== Input records ==

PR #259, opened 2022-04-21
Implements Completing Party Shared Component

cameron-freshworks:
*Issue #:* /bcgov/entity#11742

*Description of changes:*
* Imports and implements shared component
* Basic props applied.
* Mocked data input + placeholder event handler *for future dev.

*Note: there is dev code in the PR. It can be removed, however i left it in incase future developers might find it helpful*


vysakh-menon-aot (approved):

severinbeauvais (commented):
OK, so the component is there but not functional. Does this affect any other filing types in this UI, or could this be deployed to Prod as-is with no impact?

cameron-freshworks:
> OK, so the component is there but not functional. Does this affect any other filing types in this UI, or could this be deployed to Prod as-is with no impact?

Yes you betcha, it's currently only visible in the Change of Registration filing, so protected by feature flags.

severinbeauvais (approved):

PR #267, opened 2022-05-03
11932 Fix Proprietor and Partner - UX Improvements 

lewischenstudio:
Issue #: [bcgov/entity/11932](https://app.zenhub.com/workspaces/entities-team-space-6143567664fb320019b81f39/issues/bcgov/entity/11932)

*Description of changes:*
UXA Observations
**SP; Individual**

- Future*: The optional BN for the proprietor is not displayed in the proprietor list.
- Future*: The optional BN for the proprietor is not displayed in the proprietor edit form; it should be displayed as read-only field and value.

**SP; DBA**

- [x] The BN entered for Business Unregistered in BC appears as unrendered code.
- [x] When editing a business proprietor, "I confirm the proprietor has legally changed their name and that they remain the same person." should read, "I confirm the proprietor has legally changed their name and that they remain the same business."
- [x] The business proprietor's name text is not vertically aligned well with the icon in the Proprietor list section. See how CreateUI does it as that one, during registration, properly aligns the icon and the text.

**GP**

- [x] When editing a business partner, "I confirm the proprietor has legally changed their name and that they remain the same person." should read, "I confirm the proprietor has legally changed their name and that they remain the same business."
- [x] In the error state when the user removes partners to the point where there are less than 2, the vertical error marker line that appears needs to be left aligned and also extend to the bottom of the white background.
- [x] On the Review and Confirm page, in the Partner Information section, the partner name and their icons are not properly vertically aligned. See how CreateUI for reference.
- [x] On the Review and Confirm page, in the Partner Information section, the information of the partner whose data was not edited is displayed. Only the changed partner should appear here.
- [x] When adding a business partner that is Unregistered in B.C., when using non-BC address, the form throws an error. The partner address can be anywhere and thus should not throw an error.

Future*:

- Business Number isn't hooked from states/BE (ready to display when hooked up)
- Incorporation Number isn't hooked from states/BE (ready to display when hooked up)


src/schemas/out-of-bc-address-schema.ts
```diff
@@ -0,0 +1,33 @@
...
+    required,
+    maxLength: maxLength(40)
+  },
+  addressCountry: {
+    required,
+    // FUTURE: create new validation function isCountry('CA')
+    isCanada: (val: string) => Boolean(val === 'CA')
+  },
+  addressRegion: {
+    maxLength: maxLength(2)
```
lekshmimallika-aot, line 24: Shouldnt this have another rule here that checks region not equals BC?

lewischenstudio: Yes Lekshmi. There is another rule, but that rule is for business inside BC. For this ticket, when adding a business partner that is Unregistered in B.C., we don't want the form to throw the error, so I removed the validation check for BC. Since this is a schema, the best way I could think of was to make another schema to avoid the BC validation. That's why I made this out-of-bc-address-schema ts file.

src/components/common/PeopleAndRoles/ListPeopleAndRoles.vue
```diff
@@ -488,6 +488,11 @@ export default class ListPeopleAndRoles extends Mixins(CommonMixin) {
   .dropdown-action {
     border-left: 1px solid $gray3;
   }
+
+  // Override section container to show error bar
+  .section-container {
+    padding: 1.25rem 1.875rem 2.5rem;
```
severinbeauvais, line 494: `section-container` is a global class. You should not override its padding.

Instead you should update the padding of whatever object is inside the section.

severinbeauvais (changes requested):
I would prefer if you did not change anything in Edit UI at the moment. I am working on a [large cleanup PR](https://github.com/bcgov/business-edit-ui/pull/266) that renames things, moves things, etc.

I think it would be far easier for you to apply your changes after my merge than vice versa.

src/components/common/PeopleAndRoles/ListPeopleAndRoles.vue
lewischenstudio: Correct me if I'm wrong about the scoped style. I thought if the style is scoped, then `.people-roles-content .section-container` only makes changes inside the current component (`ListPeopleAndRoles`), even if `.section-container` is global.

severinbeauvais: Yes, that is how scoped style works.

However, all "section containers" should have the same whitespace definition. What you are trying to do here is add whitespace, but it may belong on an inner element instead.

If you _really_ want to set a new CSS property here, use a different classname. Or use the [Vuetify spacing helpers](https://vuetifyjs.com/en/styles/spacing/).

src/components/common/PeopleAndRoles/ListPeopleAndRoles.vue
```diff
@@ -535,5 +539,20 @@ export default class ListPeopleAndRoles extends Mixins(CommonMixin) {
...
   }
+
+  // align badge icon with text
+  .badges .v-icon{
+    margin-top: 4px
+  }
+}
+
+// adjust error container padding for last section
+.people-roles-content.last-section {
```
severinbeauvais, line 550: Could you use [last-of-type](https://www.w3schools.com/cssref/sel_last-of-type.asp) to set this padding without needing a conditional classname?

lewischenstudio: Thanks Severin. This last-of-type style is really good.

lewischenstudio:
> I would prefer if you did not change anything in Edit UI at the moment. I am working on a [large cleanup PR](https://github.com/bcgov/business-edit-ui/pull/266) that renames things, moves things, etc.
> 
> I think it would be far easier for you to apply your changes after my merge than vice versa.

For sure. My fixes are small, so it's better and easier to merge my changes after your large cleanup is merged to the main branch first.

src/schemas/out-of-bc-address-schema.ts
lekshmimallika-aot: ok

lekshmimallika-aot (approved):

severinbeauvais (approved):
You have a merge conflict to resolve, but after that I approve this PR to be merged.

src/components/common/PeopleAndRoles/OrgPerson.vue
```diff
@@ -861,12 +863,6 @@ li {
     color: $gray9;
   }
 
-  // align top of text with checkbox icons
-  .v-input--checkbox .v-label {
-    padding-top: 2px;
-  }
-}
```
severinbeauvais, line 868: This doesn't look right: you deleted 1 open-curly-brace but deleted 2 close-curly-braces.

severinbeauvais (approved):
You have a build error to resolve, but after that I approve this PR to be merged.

== What you have to do ==
Check each line of the data above for the string "apply", and copy the ones that have it.

== Your solution ==
I think it would be far easier for you to apply your changes after my merge than vice versa.
> I think it would be far easier for you to apply your changes after my merge than vice versa.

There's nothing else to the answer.